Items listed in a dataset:
-----

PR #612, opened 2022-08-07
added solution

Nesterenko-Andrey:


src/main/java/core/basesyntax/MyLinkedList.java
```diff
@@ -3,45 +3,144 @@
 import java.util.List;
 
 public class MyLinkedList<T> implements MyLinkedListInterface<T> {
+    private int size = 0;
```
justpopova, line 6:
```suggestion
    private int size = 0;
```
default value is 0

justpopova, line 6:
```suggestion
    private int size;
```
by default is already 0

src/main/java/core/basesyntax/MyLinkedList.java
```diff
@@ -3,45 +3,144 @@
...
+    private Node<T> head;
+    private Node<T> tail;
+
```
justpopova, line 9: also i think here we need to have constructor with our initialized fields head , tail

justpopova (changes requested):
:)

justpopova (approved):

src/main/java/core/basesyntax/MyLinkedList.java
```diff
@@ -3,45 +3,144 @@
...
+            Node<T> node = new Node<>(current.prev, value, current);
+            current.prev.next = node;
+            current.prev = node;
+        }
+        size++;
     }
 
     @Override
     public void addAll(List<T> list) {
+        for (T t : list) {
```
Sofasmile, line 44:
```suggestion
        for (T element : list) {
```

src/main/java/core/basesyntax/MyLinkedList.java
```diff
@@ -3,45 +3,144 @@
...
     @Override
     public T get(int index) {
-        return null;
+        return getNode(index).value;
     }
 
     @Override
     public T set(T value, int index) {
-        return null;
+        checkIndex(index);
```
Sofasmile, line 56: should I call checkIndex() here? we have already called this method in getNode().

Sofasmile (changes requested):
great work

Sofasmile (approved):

-----

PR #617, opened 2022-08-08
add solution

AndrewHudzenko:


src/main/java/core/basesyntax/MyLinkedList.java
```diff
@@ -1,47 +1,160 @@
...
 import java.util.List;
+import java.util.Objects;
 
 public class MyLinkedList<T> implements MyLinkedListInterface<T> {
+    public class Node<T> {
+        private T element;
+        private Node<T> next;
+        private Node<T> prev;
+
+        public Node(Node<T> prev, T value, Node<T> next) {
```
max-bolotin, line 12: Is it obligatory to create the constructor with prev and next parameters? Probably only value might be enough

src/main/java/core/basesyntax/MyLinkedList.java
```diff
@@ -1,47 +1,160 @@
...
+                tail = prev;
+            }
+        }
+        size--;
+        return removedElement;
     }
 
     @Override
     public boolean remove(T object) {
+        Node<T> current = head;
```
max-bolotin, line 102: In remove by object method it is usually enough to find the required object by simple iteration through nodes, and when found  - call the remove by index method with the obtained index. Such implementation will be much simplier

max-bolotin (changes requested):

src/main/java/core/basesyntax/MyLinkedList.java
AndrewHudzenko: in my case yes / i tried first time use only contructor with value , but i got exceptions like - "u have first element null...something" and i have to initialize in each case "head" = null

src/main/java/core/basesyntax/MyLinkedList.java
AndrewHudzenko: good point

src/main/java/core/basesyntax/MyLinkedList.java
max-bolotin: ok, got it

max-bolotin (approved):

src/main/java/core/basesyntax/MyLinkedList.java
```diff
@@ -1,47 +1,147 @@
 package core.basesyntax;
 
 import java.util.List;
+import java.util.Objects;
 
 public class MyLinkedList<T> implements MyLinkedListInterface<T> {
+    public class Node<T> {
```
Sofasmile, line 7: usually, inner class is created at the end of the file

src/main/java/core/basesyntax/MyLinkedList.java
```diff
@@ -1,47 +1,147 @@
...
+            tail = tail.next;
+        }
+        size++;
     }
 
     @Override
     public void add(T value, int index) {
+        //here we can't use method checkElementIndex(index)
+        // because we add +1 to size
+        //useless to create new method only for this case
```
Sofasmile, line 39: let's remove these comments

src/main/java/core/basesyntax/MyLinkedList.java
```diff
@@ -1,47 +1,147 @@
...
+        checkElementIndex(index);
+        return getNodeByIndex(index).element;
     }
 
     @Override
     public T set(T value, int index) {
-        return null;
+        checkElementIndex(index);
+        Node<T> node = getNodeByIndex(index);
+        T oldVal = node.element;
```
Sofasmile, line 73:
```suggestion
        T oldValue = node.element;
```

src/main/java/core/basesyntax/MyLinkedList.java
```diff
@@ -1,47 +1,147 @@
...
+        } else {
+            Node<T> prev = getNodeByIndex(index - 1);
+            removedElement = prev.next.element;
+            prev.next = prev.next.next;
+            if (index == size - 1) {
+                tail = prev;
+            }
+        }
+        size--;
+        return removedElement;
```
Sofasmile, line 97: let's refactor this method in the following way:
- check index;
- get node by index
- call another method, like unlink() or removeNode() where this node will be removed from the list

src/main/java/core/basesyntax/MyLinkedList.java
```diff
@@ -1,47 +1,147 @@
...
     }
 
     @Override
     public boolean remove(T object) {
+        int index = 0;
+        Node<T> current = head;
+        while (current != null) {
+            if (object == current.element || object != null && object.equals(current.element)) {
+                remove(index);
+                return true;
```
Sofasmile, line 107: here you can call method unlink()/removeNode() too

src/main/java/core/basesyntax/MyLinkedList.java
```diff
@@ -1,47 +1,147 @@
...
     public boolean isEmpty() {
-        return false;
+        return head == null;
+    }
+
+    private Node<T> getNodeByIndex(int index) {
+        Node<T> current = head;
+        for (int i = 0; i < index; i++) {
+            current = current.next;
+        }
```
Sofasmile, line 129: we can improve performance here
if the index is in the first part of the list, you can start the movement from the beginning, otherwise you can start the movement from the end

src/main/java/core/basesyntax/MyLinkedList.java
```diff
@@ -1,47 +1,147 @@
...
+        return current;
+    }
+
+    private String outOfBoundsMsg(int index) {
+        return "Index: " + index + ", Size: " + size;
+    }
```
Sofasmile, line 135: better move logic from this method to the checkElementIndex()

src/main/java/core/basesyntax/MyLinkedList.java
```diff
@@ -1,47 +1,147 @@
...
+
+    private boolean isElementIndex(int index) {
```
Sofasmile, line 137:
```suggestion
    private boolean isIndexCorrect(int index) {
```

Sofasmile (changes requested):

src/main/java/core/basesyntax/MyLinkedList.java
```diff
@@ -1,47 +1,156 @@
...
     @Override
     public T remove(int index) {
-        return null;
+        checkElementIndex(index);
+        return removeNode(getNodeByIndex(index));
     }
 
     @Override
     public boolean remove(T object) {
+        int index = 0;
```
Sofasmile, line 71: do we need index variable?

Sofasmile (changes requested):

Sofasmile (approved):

-----

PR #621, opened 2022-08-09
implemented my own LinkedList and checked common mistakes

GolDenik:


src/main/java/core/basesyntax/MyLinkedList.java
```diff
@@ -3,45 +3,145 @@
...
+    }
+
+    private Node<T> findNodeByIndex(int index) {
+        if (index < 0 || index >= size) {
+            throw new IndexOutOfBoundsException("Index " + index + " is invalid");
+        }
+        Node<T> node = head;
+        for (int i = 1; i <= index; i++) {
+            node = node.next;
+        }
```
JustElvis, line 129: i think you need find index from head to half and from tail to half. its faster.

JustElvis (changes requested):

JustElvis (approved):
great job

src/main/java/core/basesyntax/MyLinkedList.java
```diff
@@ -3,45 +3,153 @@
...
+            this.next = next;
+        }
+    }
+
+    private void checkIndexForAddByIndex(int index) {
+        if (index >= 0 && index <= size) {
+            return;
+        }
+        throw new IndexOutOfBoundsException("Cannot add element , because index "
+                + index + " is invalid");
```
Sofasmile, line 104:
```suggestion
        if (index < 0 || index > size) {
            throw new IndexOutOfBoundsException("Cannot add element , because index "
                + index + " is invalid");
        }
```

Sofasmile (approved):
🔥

-----

» Problem to solve: Each line above that includes "usually" should be shown.

» Task output:
max-bolotin, line 102: In remove by object method it is usually enough to find the required object by simple iteration through nodes, and when found  - call the remove by index method with the obtained index. Such implementation will be much simplier
Sofasmile, line 7: usually, inner class is created at the end of the file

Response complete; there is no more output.